Output each entry exactly; skip nothing.

**Data supplied**
↓

PR #7274, opened 2023-02-14
.github/workflows: add workflow to update go.mod Nix SRI hash

danderson:
So that I just get a quick PR to approve and merge instead of periodically discovering that the SRI hash has bitrotted.

---

I borrowed the credentials of the license updater, hoping it'll work out.

### DIFF
--- a/.github/workflows/update-flakes.yml
+++ b/.github/workflows/update-flakes.yml
@@ -1,0 +1,49 @@
+name: update-flakes
+
+on:
+  # run action when a change lands in the main branch which updates go.mod. Also
+  # allow manual triggering.
+  push:
+    branches:
+      - main
+    paths:
+      - go.mod
+      - .github/workflows/update-flakes.yml
+  workflow_dispatch:
+
+concurrency:
+  group: ${{ github.workflow }}-$${{ github.head_ref || github.run_id }}
+  cancel-in-progress: true
+
+jobs:
+  tailscale:
+    runs-on: ubuntu-latest
+
+    steps:
+      - name: Check out code
+        uses: actions/checkout@v3
+
+      - name: Run update-flakes
+        run: ./update-flakes.sh
+
+      - name: Get access token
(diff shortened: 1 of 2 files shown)


.github/workflows/update-flakes.yml
```diff
@@ -0,0 +1,49 @@
...
+
+on:
+  # run action when a change lands in the main branch which updates go.mod. Also
+  # allow manual triggering.
+  push:
+    branches:
+      - main
+    paths:
+      - go.mod
+      - .github/workflows/go-licenses.yml
```
bradfitz, line 11: Stale

danderson: Fixed.

.github/workflows/update-flakes.yml
```diff
@@ -0,0 +1,49 @@
+name: go-licenses
```
bradfitz, line 1: go-update-flakes?

.github/workflows/update-flakes.yml
```diff
@@ -0,0 +1,49 @@
...
+
+      - name: Get access token
+        uses: tibdex/github-app-token@f717b5ecd4534d3c4df4ce9b5c1c2214f0f7cd06 # v1.6.0
+        id: generate-token
+        with:
+          app_id: ${{ secrets.LICENSING_APP_ID }}
+          installation_id: ${{ secrets.LICENSING_APP_INSTALLATION_ID }}
+          private_key: ${{ secrets.LICENSING_APP_PRIVATE_KEY }}
+
+      - name: Send pull request
```
bradfitz, line 37: so this just does nothing if there are no changes?

bradfitz (approved):

maisem (approved):

.github/workflows/update-flakes.yml
danderson: Bah, I'm bad at this copying and pasting. Fixed.

.github/workflows/update-flakes.yml
danderson: I believe so, based on what the license updater workflow looks like.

↑

**Problem solution**
PR #7274, opened 2023-02-14
.github/workflows: add workflow to update go.mod Nix SRI hash

danderson:
So that I just get a quick PR to approve and merge instead of periodically discovering that the SRI hash has bitrotted.

---

I borrowed the credentials of the license updater, hoping it'll work out.

### DIFF
--- a/.github/workflows/update-flakes.yml
+++ b/.github/workflows/update-flakes.yml
@@ -1,0 +1,49 @@
+name: update-flakes
+
+on:
+  # run action when a change lands in the main branch which updates go.mod. Also
+  # allow manual triggering.
+  push:
+    branches:
+      - main
+    paths:
+      - go.mod
+      - .github/workflows/update-flakes.yml
+  workflow_dispatch:
+
+concurrency:
+  group: ${{ github.workflow }}-$${{ github.head_ref || github.run_id }}
+  cancel-in-progress: true
+
+jobs:
+  tailscale:
+    runs-on: ubuntu-latest
+
+    steps:
+      - name: Check out code
+        uses: actions/checkout@v3
+
+      - name: Run update-flakes
+        run: ./update-flakes.sh
+
+      - name: Get access token
(diff shortened: 1 of 2 files shown)


.github/workflows/update-flakes.yml
```diff
@@ -0,0 +1,49 @@
...
+
+on:
+  # run action when a change lands in the main branch which updates go.mod. Also
+  # allow manual triggering.
+  push:
+    branches:
+      - main
+    paths:
+      - go.mod
+      - .github/workflows/go-licenses.yml
```
bradfitz, line 11: Stale

danderson: Fixed.

.github/workflows/update-flakes.yml
```diff
@@ -0,0 +1,49 @@
+name: go-licenses
```
bradfitz, line 1: go-update-flakes?

.github/workflows/update-flakes.yml
```diff
@@ -0,0 +1,49 @@
...
+
+      - name: Get access token
+        uses: tibdex/github-app-token@f717b5ecd4534d3c4df4ce9b5c1c2214f0f7cd06 # v1.6.0
+        id: generate-token
+        with:
+          app_id: ${{ secrets.LICENSING_APP_ID }}
+          installation_id: ${{ secrets.LICENSING_APP_INSTALLATION_ID }}
+          private_key: ${{ secrets.LICENSING_APP_PRIVATE_KEY }}
+
+      - name: Send pull request
```
bradfitz, line 37: so this just does nothing if there are no changes?

bradfitz (approved):

maisem (approved):

.github/workflows/update-flakes.yml
danderson: Bah, I'm bad at this copying and pasting. Fixed.

.github/workflows/update-flakes.yml
danderson: I believe so, based on what the license updater workflow looks like.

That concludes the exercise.